Given coordinates of center, equation of tangent to a circle, what is their point of contact? A circle centre $(-6,3)$ has a tangent with equation $$3X + 2Y = 40$$ What are the coordinates of the point of contact of the tangent with the circle? 
 A: Let $(x,y)$ be the point of tangency.
The point is on the line:
$$
(x,y)\cdot(3,2)=40
$$
and the line from the center of the circle to the point is perpendicular to the line:
$$
\Big((x,y)-(-6,3)\Big)\cdot(2,-3)=0\\
\Updownarrow\\
(x,y)\cdot(2,-3)=-21
$$
Therefore,
$$
\begin{bmatrix}
3&2\\
2&-3
\end{bmatrix}
\begin{bmatrix}
x\\
y
\end{bmatrix}
=
\begin{bmatrix}
40\\
-21
\end{bmatrix}
$$
Thus,
$$
\begin{align}
\begin{bmatrix}
x\\
y
\end{bmatrix}
&=
\frac1{13}\begin{bmatrix}
3&2\\
2&-3
\end{bmatrix}
\begin{bmatrix}
40\\
-21
\end{bmatrix}\\[6pt]
&=
\begin{bmatrix}
6\\
11
\end{bmatrix}\\
\end{align}
$$
A: Logic - Tangent is perpendicular to radius.
Answer -
Equation of tangent (1) : $3X+2Y = 40  \Rightarrow \text{slope} = -3/2.$
Centre $= (-6,3).$
Let point of contact of tangent on circle $= (x,y)$
Since line joining $(-6,3)$ and $(x,y)$ is radius, it is perpendicular to the tangent => slope of radius = $2/3$   ( $-3/2$ x slope of radius = -1).

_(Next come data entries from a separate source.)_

Issue #97, opened 2018-10-07
[Feature request] next- and previous error


JJK96:
Currently I find myself scrolling through the file to find where the error occurred, especially if I have edited in multiple places, and the error is not currently in my view. 

I think it would be nice to be able to jump to an error quickly.

It does not seem too hard to do since we have the lsp-diagnostics buffer which can just be parsed for the line and column of the error.

I will probably try implementing it myself soon.

Let me know your opinions

ul:
It's easy to put a list of jump positions into an option when publishing diagnostics for the buffer. I think using that list would be easier than scanning `*diagnostics*` buffer. Do you want me to do Rust part, and you'll then implement Kakoune/shell part? (IIRC you are not interested much in Rust, but I may be wrong).

JJK96:
Sure! I'll take a look at it soon.

JJK96:
How about using the `lsp_errors` option as the jump list?

ul:
Should be totally fine if it's convenient enough to parse. Idea with introducing another option was to ease Kakoune/shell side work, but not to introduce extra entity is generally better, of course.

JJK96:
I think it should be easy to parse, since it is basically a list of coordinates including labels for the kind of diagnostic

PR #102, opened 2018-10-10
Find next or previous error

JJK96:
Implements #97

### DIFF
--- a/rc/lsp.kak
+++ b/rc/lsp.kak
@@ -438,11 +438,11 @@ Jump to the next or previous diagnostic error" %{
     evaluate-commands %sh{
         previous=false
         errorCompare="DiagnosticError"
-        if [[ $1 == "--previous" ]]; then
+        if [ $1 = "--previous" ]; then
             previous=true
             shift
         fi
-        if [[ $1 == "--include-warnings" ]]; then
+        if [ $1 = "--include-warnings" ]; then
             errorCompare="Diagnostic"
         fi
         #expand quoting, stores option in $@
@@ -452,19 +452,19 @@ Jump to the next or previous diagnostic error" %{
         current=""
         prev=""
         selection=""
-        for e in $@; do
-            if [[ $e == *"$errorCompare"* ]]; then
+        for e in "$@"; do
+            if [ -z "${e##*${errorCompare}*}" ]; then # e contains errorCompare
                 e=${e%,*}
                 line=${e%.*}
                 column=${e#*.}
-                if [[ $line -eq $kak_cursor_line && $column -eq $kak_cursor_column ]]; then
+                if [ $line -eq $kak_cursor_line ] && [ $column -eq $kak_cursor_column ]; then
                     continue #do not return the current location
                 fi
                 current="$line $column"
                 if [ -z "$first" ]; then
                     first="$current"
                 fi
-                if [[ $line -gt $kak_cursor_line || (($line -eq $kak_cursor_line) && ($column -gt $kak_cursor_column)) ]]; then
+                if [ $line -gt $kak_cursor_line ] || { [ $line -eq $kak_cursor_line ] && [ $column -gt $kak_cursor_column ]; }; then
                     #after the cursor
                     if $previous; then
                         selection="$prev"
@@ -491,9 +491,9 @@ Jump to the next or previous diagnostic error" %{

Equation of radius (2) with point $(-6,3)$ and slope $2/3 : 2X-3Y = -21.$
Solve (1) and (2) to get the point of contact.
Hope the answer is clear !
A: The radius of the circle must be perpendicular to the tangent. Rewriting $3x+2y=40$ gives us $y=-\frac{3}{2}x+20$, so the slope of the tangent line is $-\frac{3}{2}$. The slope of the perpendicular is the negative reciprocal, so the slope of the radius is $\frac{2}{3}$, and therefore the equation of the line the radius lies on is: $y_r=\frac{2}{3}x+b$. We know the center of the circle $(-6,3)$ is on this line, so we have: $3=\frac{2}{3}(-6)+b\Rightarrow b=7$, so $y_r=\frac{2}{3}x+7$. Now solve the equation $\frac{2}{3}x+7=-\frac{3}{2}x+20$, yielding $x=6$. Plugging $6$ in for $x$ in either equation gives $y=11$, so the coordinates of the point of intersection are $(6,11)$.